PR #219, opened 2022-02-21
[sc-80919] new PAPI - dataset get full info

NawreCode:
new public Python API to retrieve all the information about a dataset.

### DIFF
--- a/dataikuapi/dss/dataset.py
+++ b/dataikuapi/dss/dataset.py
@@ -1,3 +1,5 @@
+import datetime
+
 from ..utils import DataikuException
 from ..utils import DataikuUTF8CSVReader
 from ..utils import DataikuStreamedHttpUTF8CSVReader
@@ -522,16 +524,15 @@ class DSSDataset(object):
                 "GET", "/projects/%s/datasets/%s/metrics/history/%s" % (self.project_key, self.dataset_name, 'NP' if len(partition) == 0 else partition),
                 params={'metricLookup' : metric if isinstance(metric, str) or isinstance(metric, unicode) else json.dumps(metric)})
 
-    def get_full_info(self):
+    def get_info(self):
         """
         Retrieve all the information about a dataset
 
-        Returns:
-            a complex JSON object containing all the information about a dataset, such as params, schema, last build infos, status, etc.
+        :returns: a :class:`DSSDatasetInfo` containing all the information about a dataset, such as params, schema, last build infos, status, etc.
+        :rtype: :class:`DSSDatasetInfo`
         """
-        return self.client._perform_json(
-                "GET", "/projects/%s/datasets/%s/info" % (self.project_key, self.dataset_name)
-        )
+        data = self.client._perform_json("GET", "/projects/%s/datasets/%s/info" % (self.project_key, self.dataset_name))
+        return DSSDatasetInfo(self, data)
 
     ########################################################
     # Misc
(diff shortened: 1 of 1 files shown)


dataikuapi/dss/dataset.py
```diff
@@ -523,6 +522,17 @@ def get_metric_history(self, metric, partition=''):
                 "GET", "/projects/%s/datasets/%s/metrics/history/%s" % (self.project_key, self.dataset_name, 'NP' if len(partition) == 0 else partition),
                 params={'metricLookup' : metric if isinstance(metric, str) or isinstance(metric, unicode) else json.dumps(metric)})
 
+    def get_full_info(self):
+        """
+        Retrieve all the information about a dataset
+
+        Returns:
+            a complex JSON object containing all the information on a dataset, such as params, schema, lastbuild infos, status, etc.
```
marchelleboid, line 530:
```suggestion
            a complex JSON object containing all the information about a dataset, such as params, schema, last build infos, status, etc.
```

marchelleboid (approved):

thtrunck (approved):
LGTM

cstenac (changes requested):
* Let's avoid "old-style" APIs where methods directly return raw dicts, as they hard to work with:
    * Create a dataset DSSDatasetInfo
    * get_full_info -> get_info
    * get_info returns a DSSDatasetInfo
    * DSSDatasetInfo has a .raw property returning the dict
    * Add accessor properties on DSSDatasetInfo, and notably a `last_build` which returns either a timestamp or `datetime.datetime`
* Beware, in Python you never return "JSON objects", but "dicts"
* Use modern :arg: :return:, .. comments

NawreCode:
@cstenac I've addressed your comments. Tell me if you see anything else which has to be exposed in the `DSSDatasetInfo` class. I've kept it simple and focused on the last build for now.

thtrunck (approved):

dataikuapi/dss/dataset.py
```diff
@@ -859,3 +870,78 @@ def already_exists(self):
...
+
+
+class DSSDatasetInfo(object):
+    """
+    Info class for a DSS dataset (Read-Only).
+    Do not instantiate this class directly, use :meth:`DSSDataset.get_info`
+    """
+
+    def __init__(self, dataset, info):
+        """
```
cstenac, line 882: Nitpick: we don't normally document constructors that we ask customers not to call

dataikuapi/dss/dataset.py
```diff
@@ -859,3 +870,78 @@ def already_exists(self):
...
+    def get_raw(self):
+        """
+        Get the raw dataset full information as a dict
+
+        :return: the raw dataset full information
+        :rtype: dict
+        """
+        return self.info
+
+    def get_raw_last_build(self):
```
cstenac, line 898: I don't think this method is useful

dataikuapi/dss/dataset.py
```diff
@@ -859,3 +870,78 @@ def already_exists(self):
...
+        """
+        Get the last build information of the dataset, as a raw dict, or None if there is no last build information.
+
+        :return: the last build information
+        :rtype: dict or None
+        """
+        return self.info.get("lastBuild", None)
+
+    def get_last_build_start_time(self, as_date=False):
```
cstenac, line 907: I would put as_date = True by default.

cstenac: Actually, to be consistent with scenario.py, I would:

* Remove the option as_date.
* Always return a date
* Make it a property

check scenario.py 510 and 517

dataikuapi/dss/dataset.py
```diff
@@ -859,3 +870,78 @@ def already_exists(self):
...
+        :rtype: int or :class:`datetime.datetime` or None
+        """
+        last_build_info = self.info.get("lastBuild", dict())
+        timestamp = last_build_info.get("buildEndTime", None)
+
+        if as_date and timestamp:
+            return datetime.datetime.fromtimestamp(timestamp / 1000)
+        return timestamp
+
+    def is_last_build_successful(self):
```
cstenac, line 937: make it a property. Check what we do in scenario.py (462/466/...)

dataikuapi/dss/dataset.py
```diff
@@ -523,6 +524,16 @@ def get_metric_history(self, metric, partition=''):
                 "GET", "/projects/%s/datasets/%s/metrics/history/%s" % (self.project_key, self.dataset_name, 'NP' if len(partition) == 0 else partition),
                 params={'metricLookup' : metric if isinstance(metric, str) or isinstance(metric, unicode) else json.dumps(metric)})
 
+    def get_info(self):
+        """
+        Retrieve all the information about a dataset
+
+        :returns: a :class:`DSSDatasetInfo` containing all the information about a dataset, such as params, schema, last build infos, status, etc.
```
cstenac, line 531: I would probably not mention that it contains "params, schema, status", since we provide no accessors for these.

Beware, "information" is always singular.

cstenac (changes requested):
Minor feedback, but we can still get it a bit better :)

dataikuapi/dss/dataset.py
NawreCode: removed 👍🏻

dataikuapi/dss/dataset.py
NawreCode: done 👍🏻

dataikuapi/dss/dataset.py
NawreCode: done 👍🏻

dataikuapi/dss/dataset.py
NawreCode: removed 👍🏻

dataikuapi/dss/dataset.py
NawreCode: I guess you're right. Removed 👍🏻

══════

# ACTIVITY:
Each line above that contains the string "marchelleboid" should be identified and copied.

# EXPECTED ANSWER:
marchelleboid, line 530:
marchelleboid (approved):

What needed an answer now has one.